What you have to do
Please copy the leading lines of the entries below exactly, concluding with the line in which "- Uses default" occurs.

>>>

PR #73, opened 2022-05-26
Refactor typography styles

scandycuz:
## What

Refactors how typography is styled:

- Uses default Material UI variants (h1, h2, h3, body1, ect...). This will also set the HTML tag to the variant that is used.

Ideally, the variant can handle most of the styling for typography, and any additional styling can be added inline, either using one-off styles or theme values. E.g.

```
<Typography variant="h1" sx={theme.typography.emphasized}>
  Hello world
</Typography>
```

If we want to use a different HTML tag than the variant default, the Material UI Typography component allows for a `component` prop to specify it. E.g.

```
<Typography
  variant="h3"
  component="p"
>
  Hello world
</Typography>
```

### DIFF
--- a/src/elements/styled/GradientTypography.ts
+++ b/src/elements/styled/GradientTypography.ts
@@ -1,4 +1,4 @@
-import styled from "styled-components";
+import { styled } from "@mui/material/styles";
 import theme from "theme";
 import Typography from "../Typography";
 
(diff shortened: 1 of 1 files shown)


src/elements/GradientTextInput.tsx
```diff
@@ -69,6 +73,11 @@ const StyledInputElement = styled("input")<StyledInputElementProps>`
   &:focus {
     outline: none;
   }
+
+  ${mdBreakpoint} {
```
escobarjonatan, line 77: i see what you did here, nice! 🔥

escobarjonatan (approved):
LGTM!

PR #74, opened 2022-05-29
Updating profile page to accommodate account detail changes

escobarjonatan:
Implement the profile page for the users.

Looks:
image

[Figma Mocks](https://www.figma.com/file/zrn01ZR2zFeLiKBebEYI1v/Artist-Portal---Final-Designs?node-id=14%3A2989)

Notes:
- You'll notice that the first and last names are their own field, this is an intended change, see the discussion in figma
- User profile picture implementation will be worked in a separate PR


src/common/formUtils.ts
```diff
@@ -0,0 +1,46 @@
+import * as Yup from "yup";
+
+/**
+ * Password regex, it must contain the following:
+ * 8 characters, 1 uppercase letter, 1 lowercase letter and 1 number.
+ */
+const passwordRequirementRegex = /^(?=.*[0-9])(?=.*[a-z])(?=.*[A-Z]).{8,}$/;
+
+export const commonYupValidation = {
```
escobarjonatan, line 9: Since we are reusing these validations in multiple places and potentially more... i created this and we can expand on it, for example:

```
import { commonYupValidation } from "common";
...
  const validationSchema = Yup.object({
    firstName: commonYupValidation.firstName.matches(/^[aA-zZ\s]+$/, "Please only use letters"),
  });
...
```

src/common/mockConstants.tsx
```diff
@@ -10,7 +10,7 @@ export const mockProfile: Profile = {
   nickname: "Johnny",
   pictureUrl: "",
   role: "Producer",
-  genres: ["Electronic", "Instrumental"],
+  genre: "Instrumental",
```
escobarjonatan, line 13: Updated `genre` from the previous `genres` value

src/elements/TextInput.tsx
```diff
@@ -12,10 +12,11 @@ import theme from "theme";
 import Typography from "./Typography";
 
 export interface TextInputProps extends InputHTMLAttributes<HTMLInputElement> {
-  readonly label?: string;
+  readonly endAdornment?: JSX.Element;
   readonly errorMessage?: string;
+  readonly label?: string;
   readonly startAdornment?: JSX.Element;
-  readonly endAdornment?: JSX.Element;
+  readonly widthType?: "default" | "full";
```
escobarjonatan, line 19: Talked to design, they wanted to have 2 options for the text fields... either full width 100% or max width of `340px` to stay consistent throughout the app

src/pages/home/profile/Profile.tsx
```diff
@@ -1,17 +1,213 @@
...
+              <Stack
+                sx={ {
+                  display: "grid",
+                  gridTemplateColumns: [
+                    "repeat(1, 1fr)",
+                    null,
+                    "repeat(2, 1fr)",
+                  ],
+                  columnGap: [undefined, undefined, "20px"],
+                  maxWidth: [undefined, undefined, "700px"],
```
escobarjonatan, line 114: interesting find here: you'd think that null and undefined would give you similar results.... they do not.

null will insert a value that fits the media query of the screen and still show up... while undefined will not show a selector/property at all.

PR #75, opened 2022-06-04
2vxaken owners page UI henry

HenryQuillin:
Creates UI of the Owners Page 
Video Demo: https://imgur.com/hSzFyLo 
If there are no owners: 
Screen Shot 2022-06-03 at 10 40 28 PM

Note: This is just the UI. I did not create a Redux module because it seems like we are still figuring out what properties will be needed for the Owner type.


src/components/styled/StyledPagination.tsx
```diff
@@ -0,0 +1,37 @@
...
+  "& .MuiPaginationItem-previousNext": {
+    borderRadius: "0px 6px 6px 0px",
+  },
+  "& li:first-child > button": {
+    borderRadius: "6px 0px 0px 6px",
+  },
+
+  "& .MuiPaginationItem-ellipsis": {
+    paddingTop: "5px !important",
+    paddingBottom: "5px !important",
```
escobarjonatan, line 28: Is there a way that we can increase specificity to the selector so that we dont need to add the important here? 

Also, can these padding values be 4px instead of 5px? As we add more content to the pages, following the 4 point grid system will help with the vertical rhythm of the page and prevent alignment issues in the future

src/components/styled/StyledPagination.tsx
```diff
@@ -0,0 +1,37 @@
...
+  },
+
+  "& .Mui-selected": {
+    color: "white",
+    background: theme.colors.grey400,
```
escobarjonatan, line 33: In this case you are only changing the background color. It is good practice to use `background-color` in this case because using `background` property here will reset the rest of the properties background shorthand uses like repeat, position, color etc.  Unless you meant to reset the rest of the properties to their default, then you can keep it as is

src/components/styled/StyledPagination.tsx
```diff
@@ -0,0 +1,37 @@
...
+
+const grey100 = theme.colors.grey100;
+
+const StyledPagination = styled(Pagination)<PaginationProps>({
+  color: grey100,
+
+  "& .MuiPaginationItem-root": {
+    color: grey100,
+    borderRadius: "0px",
+    border: `1px solid ${grey100}`,
```
escobarjonatan, line 13: This value seems like a good candidate for the theme if we keep reusing it... no need to change it now, but let's keep our eyes on it

src/pages/home/owners/Owners.tsx
```diff
@@ -1,16 +1,76 @@
...
+      </Typography>
+
+      { ownersData.length ? (
+        <>
+          <Box sx={ { width: { xs: 200, sm: 380 }, pb: 3 } }>
+            <TextInput
+              value={ query }
+              onChange={ (e) => requestSearch(e.target.value) }
+              style={ {
+                width: "380px",
```
escobarjonatan, line 52: I talked to tomas and he mentioned having search inputs be max width of 340px to stay consistent throughout our app.... I believe you can set the width to 100% here and the text input will take care of the max width since it is defined in the text-input component
if not, you can use the `maxWidth` from the theme.inputField

src/pages/home/owners/Owners.tsx
```diff
@@ -1,16 +1,76 @@
...
+                  } }
+                />
+              }
+              placeholder="Search by owner or song"
+            ></TextInput>
+          </Box>
+          <OwnersTable ownersData={ filteredData } />
+        </>
+      ) : (
+        <Box sx={ { margin: "auto", position: "relative", bottom: "50px" } }>
```
escobarjonatan, line 70: Is the bottom 50px needed here? since this is a relative positioned element

src/pages/home/owners/OwnersTable.tsx
```diff
@@ -0,0 +1,136 @@
...
+    event: React.ChangeEvent<unknown>,
+    page: number
+  ) => {
+    setPage(page);
+  };
+
+  return (
+    <StyledTableContainer>
+      <Table sx={ { minWidth: 500 } } aria-label="Owners pagination table">
+        <TableHead sx={ { lineHeight: "16.94px" } }>
```
escobarjonatan, line 64: Curious here as to the specific line height value, the line height should be set  similar to our typography values

src/theme/theme.ts
```diff
@@ -226,8 +229,8 @@ const theme = createTheme({
       fontFamily: "Raleway",
       fontStyle: "normal",
       fontWeight: 800,
-      fontSize: "80px",
-      lineHeight: "96px",
+      fontSize: "32px",
+      lineHeight: "37.57px",
```
escobarjonatan, line 233: This is a big difference in values for all H1 variants.... now the h1 and h2 have the same size. Was this a change requested by design? 🤔

src/theme/theme.ts
```diff
@@ -264,6 +267,13 @@ const theme = createTheme({
       fontSize: "14px",
       lineHeight: "20px",
     },
+    body2: {
+      fontFamily: "Inter",
+      fontStyle: "normal",
+      fontWeight: 500,
```
escobarjonatan, line 273: The only difference i see between body1 and body2 is the fontWeight, i believe you can still use the body1 in your case and override it like this:

```
<Typography variant="body1" sx={theme.typography.fontWeightMedium}>
  Enter text here
</Typography>

```

escobarjonatan (approved):

src/components/styled/StyledPagination.tsx
HenryQuillin: I think I accidentally left those !important flags because it works fine without them. Also, good point about the padding, lets's just make sure that design is aware of the 4-point grid system.

src/components/styled/StyledPagination.tsx
HenryQuillin: I did mean to reset all the other properties 👍

src/pages/home/owners/Owners.tsx
HenryQuillin: Makes sense to me. I went ahead and changed it to 340px but the design specifies a width of 380

src/pages/home/owners/Owners.tsx
HenryQuillin: In the design, the message is centered in the middle of the page. Here, the relative container is pushed down by the OWNERS text, which is why the bottom 50px is necessary.

PR #76, opened 2022-06-04
Cu 2vx4wrm: upload song

scandycuz:
## What

- Implements upload song functionality

### Note

- Upload audio file and minting song will be implemented separately

## Look

Screen Shot 2022-06-04 at 3 02 17 AM

## Test

1. Upload a song using the form
2. Use the Redux logging to verify the song with the image url is fetched from the NEWM API


src/components/UploadImage.tsx
```diff
@@ -0,0 +1,188 @@
...
+
+        const hasValidDimensions = await validateImageDimensions(
+          fileWithPreview.preview,
+          2048,
+          2048
+        );
+
+        if (!hasValidDimensions) {
+          throw new Error(
+            "Please upload an image with a height and width of least 2048 pixels."
```
HenryQuillin, line 73: Why does the file need to be at least 2048x2048px?

src/components/styled/DashedOutline.ts
```diff
@@ -0,0 +1,10 @@
+import { styled } from "@mui/material/styles";
+import { Box } from "@mui/material";
+import theme from "theme";
+
+const DashedOutline = styled(Box)`
```
HenryQuillin, line 5: Shouldn't this (and the ErrorMessage.ts and SolidOutline.ts) go under elements/styled instead of components/styled?

src/elements/Typography.tsx
```diff
@@ -1,23 +1,19 @@
...
-  useTheme,
 } from "@mui/material";
-import { Theme } from "@mui/material/styles";
+import { Theme, useTheme } from "@mui/material/styles";
 import { FunctionComponent } from "react";
 
 export interface TypographyProps extends MuiTypogaphyProps {
-  variant?: TypographyVariant;
   color?: keyof Theme["colors"];
   fontWeight?: "regular" | "medium" | "semi-bold" | "bold" | "extra-bold";
```
HenryQuillin, line 10: When you select text in Figma it does not show whether it's "bold", "extra-bold", "regular", etc... but it just shows the numeric font-weight. Maybe we should consider allowing a numeric font-weight to be passed in (i.e `fontWeight={400}` instead so that our code more closely matches the designs. I find myself having to look inside this component to see which font weight to use.

HenryQuillin (approved):

escobarjonatan (approved):

PR #78, opened 2022-06-04
Hotfix: updates Typography to use number font-weight values

scandycuz:
- Updates the Typography component to take number values for the `fontWeight` prop, since that matches what UX is using


HenryQuillin (approved):
LGTM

<<<

Task answer
PR #73, opened 2022-05-26
Refactor typography styles

scandycuz:
## What

Refactors how typography is styled:

- Uses default Material UI variants (h1, h2, h3, body1, ect...). This will also set the HTML tag to the variant that is used.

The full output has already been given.